-- DATA FOR THIS TASK follows --

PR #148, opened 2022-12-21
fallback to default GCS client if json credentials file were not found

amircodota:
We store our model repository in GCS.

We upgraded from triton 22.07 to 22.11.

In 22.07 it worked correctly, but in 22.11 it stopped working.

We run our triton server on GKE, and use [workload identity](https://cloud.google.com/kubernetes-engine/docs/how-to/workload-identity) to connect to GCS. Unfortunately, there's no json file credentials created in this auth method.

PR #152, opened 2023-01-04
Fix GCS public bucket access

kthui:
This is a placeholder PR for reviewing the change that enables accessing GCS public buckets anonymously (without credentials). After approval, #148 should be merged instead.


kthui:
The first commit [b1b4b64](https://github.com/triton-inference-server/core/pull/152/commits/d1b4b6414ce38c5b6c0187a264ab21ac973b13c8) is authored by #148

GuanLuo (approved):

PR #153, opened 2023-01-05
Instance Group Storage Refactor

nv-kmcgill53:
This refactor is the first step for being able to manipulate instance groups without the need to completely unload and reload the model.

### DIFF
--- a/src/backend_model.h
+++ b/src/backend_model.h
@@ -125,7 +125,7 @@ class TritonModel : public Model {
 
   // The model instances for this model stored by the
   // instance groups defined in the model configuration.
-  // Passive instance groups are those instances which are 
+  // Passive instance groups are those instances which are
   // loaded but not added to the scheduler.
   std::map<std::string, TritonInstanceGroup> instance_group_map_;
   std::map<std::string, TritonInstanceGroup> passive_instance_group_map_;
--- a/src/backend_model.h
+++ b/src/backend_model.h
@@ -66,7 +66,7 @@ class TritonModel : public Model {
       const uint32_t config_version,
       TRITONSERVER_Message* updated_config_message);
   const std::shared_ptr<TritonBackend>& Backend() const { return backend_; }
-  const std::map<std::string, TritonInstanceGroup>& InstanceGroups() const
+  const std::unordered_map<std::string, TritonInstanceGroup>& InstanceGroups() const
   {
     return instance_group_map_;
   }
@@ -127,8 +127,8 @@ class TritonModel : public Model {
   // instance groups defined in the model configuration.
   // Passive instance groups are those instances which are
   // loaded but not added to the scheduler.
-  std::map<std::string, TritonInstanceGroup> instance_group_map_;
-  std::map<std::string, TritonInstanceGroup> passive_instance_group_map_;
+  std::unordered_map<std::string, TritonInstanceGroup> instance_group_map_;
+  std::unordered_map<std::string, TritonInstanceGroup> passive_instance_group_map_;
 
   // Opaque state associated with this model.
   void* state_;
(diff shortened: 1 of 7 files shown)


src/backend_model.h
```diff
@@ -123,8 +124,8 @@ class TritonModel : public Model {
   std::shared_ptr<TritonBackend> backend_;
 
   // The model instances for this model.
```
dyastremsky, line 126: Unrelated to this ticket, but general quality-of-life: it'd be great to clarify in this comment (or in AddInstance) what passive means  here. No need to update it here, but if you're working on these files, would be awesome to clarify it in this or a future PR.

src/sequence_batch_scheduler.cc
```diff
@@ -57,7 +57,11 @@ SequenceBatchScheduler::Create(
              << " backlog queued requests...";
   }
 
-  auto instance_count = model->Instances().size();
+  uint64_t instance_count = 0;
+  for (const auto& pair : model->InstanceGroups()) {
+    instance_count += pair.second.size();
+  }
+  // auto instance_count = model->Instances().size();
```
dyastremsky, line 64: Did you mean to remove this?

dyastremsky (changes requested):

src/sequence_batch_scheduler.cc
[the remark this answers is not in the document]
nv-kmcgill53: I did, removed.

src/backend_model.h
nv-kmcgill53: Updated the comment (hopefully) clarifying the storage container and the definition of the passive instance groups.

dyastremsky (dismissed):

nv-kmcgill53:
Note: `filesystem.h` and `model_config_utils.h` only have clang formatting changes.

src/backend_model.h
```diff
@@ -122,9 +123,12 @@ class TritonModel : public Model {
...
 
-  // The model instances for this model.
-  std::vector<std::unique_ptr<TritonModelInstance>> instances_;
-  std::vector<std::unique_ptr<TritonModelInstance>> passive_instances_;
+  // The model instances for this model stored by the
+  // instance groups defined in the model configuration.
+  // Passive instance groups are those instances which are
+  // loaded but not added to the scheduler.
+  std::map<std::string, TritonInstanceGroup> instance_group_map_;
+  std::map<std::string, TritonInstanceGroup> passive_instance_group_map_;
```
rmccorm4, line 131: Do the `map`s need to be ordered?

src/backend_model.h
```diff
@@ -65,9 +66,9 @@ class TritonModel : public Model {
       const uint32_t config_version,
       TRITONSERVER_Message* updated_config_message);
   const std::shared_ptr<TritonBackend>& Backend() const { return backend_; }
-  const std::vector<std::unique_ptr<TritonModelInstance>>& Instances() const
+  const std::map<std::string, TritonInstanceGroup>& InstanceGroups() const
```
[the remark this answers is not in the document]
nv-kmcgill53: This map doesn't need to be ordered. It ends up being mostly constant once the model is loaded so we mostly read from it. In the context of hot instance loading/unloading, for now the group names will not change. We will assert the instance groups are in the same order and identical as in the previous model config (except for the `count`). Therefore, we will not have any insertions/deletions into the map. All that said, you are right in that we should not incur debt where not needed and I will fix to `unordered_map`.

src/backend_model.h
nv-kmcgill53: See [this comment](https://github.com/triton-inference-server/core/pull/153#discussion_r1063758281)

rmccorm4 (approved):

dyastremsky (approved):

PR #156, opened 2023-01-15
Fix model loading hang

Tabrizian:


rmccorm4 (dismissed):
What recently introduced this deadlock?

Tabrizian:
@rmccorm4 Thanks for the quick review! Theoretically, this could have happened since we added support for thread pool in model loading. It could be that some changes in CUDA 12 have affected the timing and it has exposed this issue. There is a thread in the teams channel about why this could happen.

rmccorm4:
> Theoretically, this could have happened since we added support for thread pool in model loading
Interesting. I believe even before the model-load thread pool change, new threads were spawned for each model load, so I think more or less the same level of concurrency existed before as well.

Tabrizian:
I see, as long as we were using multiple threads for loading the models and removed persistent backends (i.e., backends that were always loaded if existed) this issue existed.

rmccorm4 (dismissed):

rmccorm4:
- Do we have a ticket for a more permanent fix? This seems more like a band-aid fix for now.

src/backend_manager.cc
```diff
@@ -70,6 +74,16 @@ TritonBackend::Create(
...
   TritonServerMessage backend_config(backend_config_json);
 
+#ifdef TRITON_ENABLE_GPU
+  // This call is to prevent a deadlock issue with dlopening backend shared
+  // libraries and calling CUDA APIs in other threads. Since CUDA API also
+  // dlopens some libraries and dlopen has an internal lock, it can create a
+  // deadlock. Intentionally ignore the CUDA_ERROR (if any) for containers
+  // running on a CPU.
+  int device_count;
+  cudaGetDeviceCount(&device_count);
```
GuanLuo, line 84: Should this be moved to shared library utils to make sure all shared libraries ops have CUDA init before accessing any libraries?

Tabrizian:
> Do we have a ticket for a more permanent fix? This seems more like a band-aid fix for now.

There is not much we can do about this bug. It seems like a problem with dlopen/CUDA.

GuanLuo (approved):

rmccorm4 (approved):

-- DATA FOR THIS TASK concluded --
-- DATA FOR THIS TASK follows --

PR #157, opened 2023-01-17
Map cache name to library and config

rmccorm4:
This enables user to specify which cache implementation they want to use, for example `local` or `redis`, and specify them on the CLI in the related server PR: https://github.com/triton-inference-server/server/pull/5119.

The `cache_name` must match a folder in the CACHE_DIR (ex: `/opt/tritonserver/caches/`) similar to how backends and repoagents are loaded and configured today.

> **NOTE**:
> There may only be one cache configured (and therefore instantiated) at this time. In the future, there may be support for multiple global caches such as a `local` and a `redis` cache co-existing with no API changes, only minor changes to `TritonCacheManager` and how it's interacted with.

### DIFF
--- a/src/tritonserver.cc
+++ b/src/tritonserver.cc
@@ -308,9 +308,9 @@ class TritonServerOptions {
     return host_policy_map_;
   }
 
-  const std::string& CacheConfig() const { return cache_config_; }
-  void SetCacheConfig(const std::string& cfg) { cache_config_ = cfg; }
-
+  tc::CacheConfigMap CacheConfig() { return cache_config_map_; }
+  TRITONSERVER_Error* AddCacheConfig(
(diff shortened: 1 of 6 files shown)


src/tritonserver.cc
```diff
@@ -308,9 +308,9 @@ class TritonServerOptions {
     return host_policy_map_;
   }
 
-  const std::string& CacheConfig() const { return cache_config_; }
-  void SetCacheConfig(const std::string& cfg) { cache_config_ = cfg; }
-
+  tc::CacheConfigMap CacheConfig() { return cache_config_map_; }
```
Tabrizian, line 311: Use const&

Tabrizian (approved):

-- DATA FOR THIS TASK concluded --

Copy the lines above exactly. Start with the line containing "PR #148, opened 2022-12-21", end with the line containing "In 22.07 it", and include both.

PR #148, opened 2022-12-21
fallback to default GCS client if json credentials file were not found

amircodota:
We store our model repository in GCS.

We upgraded from triton 22.07 to 22.11.

In 22.07 it worked correctly, but in 22.11 it stopped working.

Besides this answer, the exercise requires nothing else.